Arthroleptis bivittatus
- Conservation status: Data Deficient (IUCN 3.1)

Scientific classification
- Kingdom: Animalia
- Phylum: Chordata
- Class: Amphibia
- Order: Anura
- Family: Arthroleptidae
- Genus: Arthroleptis
- Species: A. bivittatus
- Binomial name: Arthroleptis bivittatus Müller, 1885
- Synonyms: Schoutedenella bivittata (Müller, 1885)

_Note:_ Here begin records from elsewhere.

PR #1810, opened 2025-06-11
Remove references to org.eclipse.platform.source.feature.group

merks:


iloveeclipse:
@merks : was that the fix for this:

image

https://download.eclipse.org/eclipse/downloads/drops4/I20250610-1800/testResults.php

or should I open a ticket that pde.build.tests are not executed?

PR #1826, opened 2025-06-19
[target] Remove Content and Environment Section from the Definition page

laeubi:
Currently the Target-Editor contains two sections "Content" and "Environment" that roughly explain what these things can be used for if one clicks on the corresponding tabs. In practice, these information is barley usable for todays work an users uncertain would better consult the Eclipse Help or read a tutorial on PDE. More worse, these clutter the UI and steal valuable space not available for the actual content of the location leading to scrollbars appearing.

This now removes the sections entirely ro reclaim the space for something the user is actually interested in.

## Before
grafik

## After
grafik


akurtakov:
Really good call! More content is better than such labels.

PR #1835, opened 2025-06-23
Print framework state on failing bundles

laeubi:
If plugin test do not work as expected the user is currently quite blind. At best there is an exception in the log about a failing bundle, at worst there is only a message "No tests found" and then nothing is executed at all.

This now first checks if there are any unresolved plugins and print the current bundles and their state if anything is failing, and also makes the additional manifest to use non optional imports as otherwise things are possibly missing.


trancexpress:
@laeubi can we add a system property (or any type of switch) to disable the outputs here (default would be showing the outputs)?

We have a hack to unresolve Copilot bundles via `ResolverHookFactory` (for reasons) and the output here prints ~1000 lines that developers have to scroll through - without much we can do about it for now.

Issue #1838, opened 2025-06-27
TargetDefinitionResolutionTests.testSourceBundleRecognition fails since I20250627-0350


iloveeclipse:
https://download.eclipse.org/eclipse/downloads/drops4/I20250627-0350/testresults/html/org.eclipse.pde.ui.tests_ep437I-unit-linux-x86_64-java21_linux.gtk.x86_64_21.html

```
Wrong severity expected:<0> but was:<4>

java.lang.AssertionError: Wrong severity expected:<0> but was:<4>
at org.junit.Assert.fail(Assert.java:89)
at org.junit.Assert.failNotEquals(Assert.java:835)
at org.junit.Assert.assertEquals(Assert.java:647)
at org.eclipse.pde.ui.tests.target.TargetDefinitionResolutionTests.testSourceBundleRecognition(TargetDefinitionResolutionTests.java:451)
at java.base/java.lang.reflect.Method.invoke(Method.java:580)
```

iloveeclipse:
> [@laeubi](https://github.com/laeubi) : related to [1ba2338](https://github.com/eclipse-pde/eclipse.pde/commit/1ba2338220919a4479fb314ba1501ff814cb9bf6) ?

Nope.
The test tries resolve `"org.eclipse.equinox.p2.core.feature"` with source features and that of course fails if the sources are removed via https://github.com/eclipse-platform/eclipse.platform.releng.aggregator/pull/3160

= Arthroleptis bivittatus =

- Authority: Müller, 1885
- Conservation status: DD
- Synonyms: Schoutedenella bivittata (Müller, 1885)

Species of frog

Arthroleptis bivittatus is a species of frog in the family Arthroleptidae. It is endemic to Guinea and only known from the holotype collected from the Tombo Island. It is uncertain whether this species is distinct from the common Arthroleptis poecilonotus. Common name Tumbo-Insel screeching frog has been coined for this species.

==Description==
The holotype, an adult female, measures 26 mm in snout–vent length. The overall appearance is stocky. The tympanum is small (diameter 1.5 mm). Inter-digital webbing is absent. The long-preserved specimen is brown in colour. There are traces of a darker mid-dorsal pattern that could be similar to the hourglass pattern in Arthroleptis poecilonotus. Diffuse, lighter dorsolateral bands are visible.

==Habitat and conservation==
Not much is known about this species that has not been observed after it was described more than 100 years ago. It is assumed to inhabit lowland forest. Threats to it are unknown.